#### Description of the task
Of all the entries below, only the lines from the one with "add restore spec" up to and including the one with "- update velero" are to be duplicated exactly.

Stored data entries:
PR #22, opened 2021-08-30
move GH domain to open-cluster-management/

sdminonne:
Hi all, I'm proposing to fix which basically it's a `sed s/open-cluster-management-io/open-cluster-management/g`. I'm not 100% positive about this but the rule (if any) it's not crystal clear (to me).
May you have a look and (if rejected) explain the rationale? Thanks

### DIFF
--- a/controllers/backup.go
+++ b/controllers/backup.go
@@ -22,8 +22,8 @@ import (
 	"sort"
 	"time"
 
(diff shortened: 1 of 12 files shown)


birsanv (approved):
LGTM, thanks Dario

PR #29, opened 2021-09-01
update COMPONENT NAME & VERSION

jnpacker:
Signed-off-by: Joshua Packer <jpacker@redhat.com>
* Change COMPONENT_NAME AND COMPONENT_VERSION for build manifest.


birsanv (approved):
should we change the project name to match this component name ?

https://github.com/open-cluster-management/cluster-backup-operator

jnpacker:
If we're going never going to do the operator, which it doesn't look like, we probably should.

PR #33, opened 2021-09-02
to regenerate role file for channels

sdminonne:
Signed-off-by: Salvatore Dario Minonne <sminonne@redhat.com>


birsanv:
@sdminonne the channel is in this api group `apps.open-cluster-management.io`, not `cluster.open-cluster-management.io`

There is a rule already for that in the rule.yaml

https://github.com/open-cluster-management/cluster-backup-operator/blob/main/config/rbac/role.yaml#L12

PR #34, opened 2021-09-02
make backups TTL optional

birsanv:

- On Schedule resource, make veleroTTL optional ( backups never expire if option not set )
- On the backupSchedule sample yaml, replace schedule name, frpm `backup-schedule-acm` to `schedule-acm` ( name is a bit too long after adding backup type prefix )
Schedule names are now
Screen Shot 2021-09-02 at 4 40 57 PM


sahare (approved):
lgtm

PR #35, opened 2021-09-03
add maxBackups to backupschedule operator

birsanv:

Changes:
- add required property maxBackups to backupschedule resource
```
kind: BackupSchedule
metadata:
  name: schedule-acm
spec:
  maxBackups: 10 # maximum number of backups after which old backups should be removed
  veleroSchedule: 0 */6 * * * # Create a backup every 6 hours
  veleroTtl: 72h # deletes scheduled backups after 72h; optional, backups never expire if option not set
```

- updated readme to add the backupschedule resource and remove references to the backup ( we will keep only the backupschedule )

### DIFF
--- a/README.md
+++ b/README.md
@@ -11,6 +11,8 @@ Cluster Back up and Restore Operator.
   - [License](#license)
   - [Getting Started](#getting-started)
   - [Design](#design)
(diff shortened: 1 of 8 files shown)


sahare (approved):
Looks good, Thanks!

PR #39, opened 2021-09-09
add debug details when schedule has no status

birsanv:

If the velero pod is in error or the Velero resource was not created, schedules have no status

Add extra details for troubleshooting


sahare (approved):
lgtm

PR #370, opened 2022-11-23
set keeping-auto-import-secret annotation

birsanv:

https://github.com/stolostron/backlog/issues/26911

related to fix https://github.com/stolostron/managedcluster-import-controller/pull/201

Set the keeping-auto-import-secret annotation on auto-import-secret so that the import controller retries the import if the cluster is not available at the time of the restore

Changes:
- remove readme limitation `If the token is valid when the restore operation is executed but the managed cluster is not accessible at the time the restore is executed, the auto import operation fails and will not retry to reconnect. In this case the failure should be reported by the auto-import component logs.`
- add the `managedcluster-import-controller.open-cluster-management.io/keeping-auto-import-secret` to the `auto-import-secret` created by the post restore

fyi @thuyn-581


tesshuflower (approved):
/lgtm

PR #376, opened 2022-12-12
don't backup hive import secrets

birsanv:

https://issues.redhat.com/browse/ACM-2327

Reported issue
Steps to Reproduce:

1. On prim hub, create clusterpool + claim a managed cluster >> OK
2. Hibernate the managed cluster claimed in step 1
3. Create backup schedule >> backups created successfully
4. Shutdown prim hub, run restore activation on second hub
5. Managed cluster restored on second hub in hibernating state
6. Resume the hibernating managed cluster in step 5

Actual results:
The resumed managed cluster is stuck at 'Pending import'

When we backup a cluster, we should not backup its import secret, we should let import controller create it in the new hub

### DIFF
--- a/controllers/pre_backup.go
+++ b/controllers/pre_backup.go
@@ -728,8 +728,27 @@ func updateSecretsLabels(ctx context.Context,
 	labelName string,
 	labelValue string,
 ) {
+	logger := log.FromContext(ctx)
+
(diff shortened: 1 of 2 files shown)


tesshuflower (approved):
/lgtm

PR #377, opened 2022-12-13
add restore spec excludedNamespaces and excludedResources

birsanv:

https://github.com/stolostron/backlog/issues/26919

Changes:
- Allow setting excludedNamespaces and excludedResources on the acm restore resource
- Pass this to the velero restore resources created by the acm restore resource
- update velero CRD with version 1.9.4 mapping to oadp 1.1.1
- I am setting the Spec.IncludeClusterResources=true on velero restore for all restores except the credentials; I noticed that with the excludedNamespaces option set on the restore backup, if the Spec.IncludeClusterResources is missing it is not beign defaulted to true as it is documented. I am setting it to true so that global resources are restored


tesshuflower (approved):
/lgtm

tesshuflower (approved):
/lgtm

PR #378, opened 2022-12-14
always attempt to create MSA manifest work

birsanv:

https://github.com/stolostron/backlog/issues/27027

Issue
Sometimes the MSA rolebinding is not lost on the managed cluster, even if the role still exists
Fix : attempt to  create the MSA manifest work on the hub even if the MSA addon exists


tesshuflower (approved):
/lgtm

PR #387, opened 2023-03-07
add optional volumeSnapshotLocation

birsanv:
https://issues.redhat.com/browse/ACM-4110

If the DPA resource defines more than one volume snapshot locations, the acm backup fails with this error

``` 
status:
expiration: '2023-03-12T14:02:11Z'
formatVersion: 1.1.0
phase: FailedValidation
validationErrors:

>-
provider aws has more than one possible volume snapshot location, and none
were specified explicitly or as a default
version: 1
 ```

Need to add an optional property to the BackupSchedule to set the volumeSnapshotLocation on the schedules, if more than one are defined

Even if the backup doesn't get any volumes, if more than one volumeSnapshotLocation is defined with the DPA, the backup throws an error if it's doesn't specify which volumeSnapshotLocation may be used

The PR adds this volumeSnapshotLocation optional property to the BackupSchedule so that it can be passed down to the velero schedules

Changes:

BackupSchedule has an optional property now used to pass the volumeSnapshotLocation

```
kind: BackupSchedule
metadata:
  name: example
  namespace: open-cluster-management-backup
spec:
  veleroSchedule: 0 */2 * * *
  veleroTtl: 120h
  volumeSnapshotLocations:
    - dpa-1
```

example of a DPA spec with 2 volume snapshot locations

```
spec:
  backupLocations:
    - velero:
        config:
          profile: default
          region: us-east-1
        credential:
          key: cloud
          name: cloud-credentials
        default: true
        objectStorage:
          bucket: velero-backup-acm-vb
          prefix: obs-0302-1
        provider: aws
  configuration:
    restic:
      enable: true
    velero:
      defaultPlugins:
        - openshift
        - aws
      podConfig:
        resourceAllocations:
          limits:
            cpu: '2'
            memory: 1Gi
          requests:
            cpu: 500m
            memory: 256Mi
  snapshotLocations:
    - velero:
        config:
          profile: default
          region: us-east-2
        provider: aws
    - velero:
        config:
          profile: east1
          region: us-east-1
        provider: aws
```


tesshuflower (approved):
/lgtm

PR #388, opened 2023-03-13
allow activation resources by group api

birsanv:
Allow specifying the apiGroup for resources that need to be restored at activation time

backup agent installer as activation data resource 

Changes:
- introduced a new group includedActivationAPIGroupsByName , similar with includedAPIGroupsByName
- resources with the api groups which are part of the includedActivationAPIGroupsByName list will be stored under the acm-managed-clusters-schedule and will be restored at activation time, with the managed cluster resources
- moved the agent-install.openshift.io under this group


tesshuflower (approved):
/lgtm

PR #390, opened 2023-03-16
use go install for getting build dependencies

tesshuflower:
- also set HOME only in build target inside Makefile.prow so it doesn't override for everything


birsanv (approved):
lgtm

birsanv (approved):
lgtm

PR #400, opened 2023-04-12
Update leader election flag names - use duration

tesshuflower:
For: https://issues.redhat.com/browse/ACM-4767

Updating flags from previous PR - using standard examples from:  https://issues.redhat.com/browse/ACM-4108

Changed: flags are now using the standard names from the above examples and are now durations.


sahare (approved):
Looks good, Thanks!

PR #402, opened 2023-06-15
use generic backup name on cleanup

birsanv:
https://issues.redhat.com/browse/ACM-5953

New output for restore (veleroGenericResourcesRestoreName); this will be used to find the backup name for the generic resources. Before this change, the generic resources backup name was computed from the resources backup and this could result in cleaning up generic resources  if the resources backup was not from the same schedule with the generic backup ( in that case, newly restored generic resources were identified as restored in another session and were cleaned by the post restore operation )

```
kind: Restore
metadata:
  name: restore-acm-passive-sync
  namespace: open-cluster-management-backup
spec:
  cleanupBeforeRestore: CleanupRestored
  restoreSyncInterval: 5m
  syncRestoreWithNewBackups: true
  veleroCredentialsBackupName: latest
  veleroManagedClustersBackupName: skip
  veleroResourcesBackupName: latest
status:
  lastMessage: >-
    Velero restores have run to completion, restore will continue to sync with
    new backups
  phase: Enabled
  veleroCredentialsRestoreName: restore-acm-passive-sync-acm-credentials-schedule-20230615200051
  veleroGenericResourcesRestoreName: restore-acm-passive-sync-acm-resources-generic-schedule-20230615200051
  veleroResourcesRestoreName: restore-acm-passive-sync-acm-resources-schedule-20230615200051
```

### DIFF
--- a/api/v1beta1/restore_types.go
+++ b/api/v1beta1/restore_types.go
@@ -137,6 +137,8 @@ type RestoreStatus struct {
 	// +kubebuilder:validation:Optional
 	VeleroResourcesRestoreName string `json:"veleroResourcesRestoreName,omitempty"`
 	// +kubebuilder:validation:Optional
+	VeleroGenericResourcesRestoreName string `json:"veleroGenericResourcesRestoreName,omitempty"`
+	// +kubebuilder:validation:Optional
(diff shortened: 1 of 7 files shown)


sahare (approved):
lgtm

PR #413, opened 2023-08-02
backup multiclusterobservability under active data backup

birsanv:
https://issues.redhat.com/browse/ACM-4225

Move MultiClusterObservability to the active resource set since this resource once restored on the restore hub creates all obs resources using the backed secrets and configmaps; as a result it creates PV and PVClaims
We don't want to have these resources created until the very end, when the passive cluster becomes active


sahare (approved):
lgtm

#### Output of the task
add restore spec excludedNamespaces and excludedResources

birsanv:

https://github.com/stolostron/backlog/issues/26919

Changes:
- Allow setting excludedNamespaces and excludedResources on the acm restore resource
- Pass this to the velero restore resources created by the acm restore resource
- update velero CRD with version 1.9.4 mapping to oadp 1.1.1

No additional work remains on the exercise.